In compensated cirrhosis with portal hypertension, beta-blockers reduced a composite of decompensation or death

The trial results cannot be generalized to all patients with cirrhosis, and future trials should look at whether similar effects could be achieved simply by limiting salt intake, an ACP Journal Club commentary said.

Daily propranolol or carvedilol was associated with decreased risk of cirrhosis decompensation compared to placebo, according to a recent trial in patients with compensated cirrhosis and clinically significant portal hypertension (CSPH), which was defined as a hepatic venous pressure gradient (HVPG) ≥10 mm Hg. In this Spanish study, a primary endpoint of development of ascites, bleeding, or overt encephalopathy or death occurred in 16% of 100 patients on beta-blockers versus 27% of 101 patients randomized to placebo.

The study was published in the April 20 issue of The Lancet. The following commentary by Jacob Korula, MD, FACP, appeared in the ACP Journal Club section of the Aug. 19 Annals of Internal Medicine.

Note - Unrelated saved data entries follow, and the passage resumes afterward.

PR #3379, opened 2019-05-28
PAAS-3357 add kritis breakglass option

grosser:
Screen Shot 2019-05-28 at 10 55 12 AM
Screen Shot 2019-05-28 at 10 52 13 AM

```
- apiVersion: extensions/v1beta1
  kind: Deployment
  metadata:
    name: example-server
    labels:
      project: example
      role: server
      team: foo
      kritis.grafeas.io/tutorial: ''
    namespace: sdfsfsfs
    annotations:
      samson/deploy_url: http://localhost:3000/projects/example-kubernetes/deploys/515
      kritis.grafeas.io/breakglass: 'true'
```

@zendesk/compute 
/cc @zendesk/samson

### DIFF
--- a/db/schema.rb
+++ b/db/schema.rb
@@ -10,7 +10,7 @@
 #
 # It's strongly recommended that you check this file into your version control system.
 
-ActiveRecord::Schema.define(version: 2019_05_14_231932) do
+ActiveRecord::Schema.define(version: 2019_05_28_173915) do
 
   create_table "audits" do |t|
     t.integer "auditable_id", null: false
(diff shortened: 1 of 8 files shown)


adammw:
Feel like this should be on an individual deploy, not the deploy group...

grosser:
this is to disable it globally so we can roll out kritis without taking down the cluster and to turn it off in emergencies ... per deploy can come later if we need it, teams can also add it to their yaml files so the next deploy does not break again

adammw:
in that case, shouldn't it be per kubernetes cluster instead than, rather than deploy group?

grosser:
hmm yeah

grosser:
updated 💇‍♂  @adammw

hgokavarapuz:
Can you please paste the full screenshot where it appears in the Samson UI. Not clear from the current one.

grosser:
Screen Shot 2019-05-29 at 2 14 21 PM

hgokavarapuz (approved):

PR #3384, opened 2019-06-02
Added GitHub username in user profile

sathishavm:
Github Username is added in a user profile, it will allow creating a relation to GitHub account and Samson users signed up without GitHub.
Will allow to search with github username.

Screen Shot 2019-06-02 at 12 19 27 AM


test/controllers/profiles_controller_test.rb
```diff
@@ -24,6 +24,24 @@
         put :update, params: {user: {name: 'Hans'}}
         assert_template :show
       end
+
+      describe 'github username' do
```
grosser: these tests belong into the model

PR #3386, opened 2019-06-03
keep file diff additions/deletions aligned even if we have long renames

grosser:
reproduce: deploy example-kubernetes 71f4147 then grosser/diff

before:
image

after:
Screen Shot 2019-06-03 at 1 59 47 PM

@zendesk/compute


adammw:
although i think the first column should be narrower to match the style before...

grosser:
mostly just padding that was on the tds anyway 🤷‍♂ 
Screen Shot 2019-06-03 at 3 58 08 PM

PR #3387, opened 2019-06-03
show some indicator while fetching references so we know when it succ…

grosser:
…eeds

previously if it crashed or did not start it looked like all was good which is kinda dangerous

Jun-03-2019 15-47-38

@zendesk/compute @zendesk/bre


adammw:
was going to suggest a green checkmark but that works.. 🤷‍♂

grosser:
yeah checkmarks needs images and background is already set as style :D

PR #3388, opened 2019-06-04
PAAS-3493 enforce requests/limits on all containers that samson is not filling …

grosser:
…out to avoid swap/oomkill etc issues

this will fail a few deploys, so I'll search for them first and try to fix them before merging

```ruby
bad = []
Kubernetes::Role.find_each do |role|
  begin
    elements.each do |e|
      templates = [e, e.dig(:spec, :template), e.dig(:spec, :jobTemplate, :spec, :template)].compact
      containers = templates.flat_map do |t|
        all = ((t.dig(:spec, :containers) || [])[1..-1] || []) + (t.dig(:spec, :initContainers) || [])
        if json = t.dig(:metadata, :annotations, :"pod.beta.kubernetes.io/init-containers")
          all += JSON.parse(json, symbolize_names: true)
        end
        all
      end.flatten

      containers.each do |c|
        [
          [:resources, :requests, :cpu],
          [:resources, :requests, :memory],
          [:resources, :limits, :cpu],
          [:resources, :limits, :memory],
        ].each do |path|
          next if c.dig(*path)
          name = c[:name] || c[:image] || "unknown"
          bad << [role, c]
          puts "BAD #{project.permalink} #{role.config_file} #{name} is missing #{path.join(".")}"
        end
      end
    end
  rescue => e
    puts "Error #{e}"
    bad << [role]
  end
end
```

### DIFF
--- a/plugins/kubernetes/app/models/kubernetes/role_validator.rb
+++ b/plugins/kubernetes/app/models/kubernetes/role_validator.rb
@@ -30,11 +30,12 @@ module Kubernetes
       validate_name_kinds_are_unique
       validate_single_primary_kind
       validate_api_version
-      validate_containers
+      validate_containers_exist
       validate_container_name
+      validate_container_resources
       validate_job_restart_policy
       validate_pod_disruption_budget
-      validate_numeric_limits
+      validate_numeric_cpu_limits
       validate_project_and_role_consistent
       validate_team_labels
       validate_not_matching_team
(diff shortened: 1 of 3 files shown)


hgokavarapuz (approved):
😍 very important change..

uthark:
Why can't we use https://kubernetes.io/docs/concepts/policy/limit-range/#enabling-limit-range ?

grosser:
Interesting addon :)

To start we only want to enforce "no unlimited requests/limits", this validation will show nicely in the UI and even before someone deploys, but sadly won't be a catch-all. Adding Limiter on top might be good if it can be configured to only enforce "no unlimited".

We don't want to set a default and we don't care about min/max per pod, just that the sum of the namespace stays under a total ... so I think we want ResourceQuota for that.

uthark:
LimitRange can also be useful for setting defaults per container.

uthark (approved):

Decompensation is complications of advanced cirrhosis that affect morbidity and mortality (e.g., variceal hemorrhage, ascites, hepatic encephalopathy, hepatorenal syndrome, and hepatocellular carcinoma). The specific factors that herald the independent occurrence of these events are unknown. With each event, other conditions, such as spontaneous bacterial peritonitis complicating ascites and variceal hemorrhage, may concomitantly precipitate encephalopathy, coagulopathy, and renal failure, depending on the severity of the event and liver disease. The intervention in the trial by Villanueva and colleagues is based on reducing CSPH (portal pressure > 10 mm Hg), which increases the risk for decompensation.

Results from the sequential clinical, hepatic, and systemic hemodynamic studies show that the subgroup of patients responding with > 10% reduction in HVPG had reduced risk for ascites, and patients who received beta-blockers vs placebo also had reduced risk for ascites (absolute risk reduction 11%). However, the trial results cannot be generalized to all patients with cirrhosis because HVPG can only be measured in selected centers.

Several questions arise about the trial. First, attrition during the study was 13% at year 1, increasing to 31% at year 2, and then to 57% at year 3, despite stable disease based on Child–Pugh Class A and low Model for End-stage Liver Disease scores. Second, only 78% of patients had HVPG measured in year 1, 43% at year 2, and 24% at year 3. Are hemodynamic studies in this subset of patients reflective of all enrolled patients? Third, over the duration of the trial, despite a mean propranolol dose of 95 mg/d in the treatment group, there were small between-group differences in mean heart rate and blood pressure—tolerance and compliance may have been factors. Fourth, because renal sodium retention is an important cause of ascites in portal hypertension, the effect of sodium restriction is not known. Finally, adherence to beta-blockers or placebo was considered adequate in 82% and 83% of patients in the treatment and placebo groups, respectively, but was based on a threshold of ≥70% of pills used during pill counts, a method that overestimates adherence.

In summary, this seemed like a lot of work to reduce ascites formation. Further studies of beta-blockers vs controlling for sodium intake in compliant patients with similar severity of cirrhosis are important to determine if these results could be achieved simply by limiting salt intake.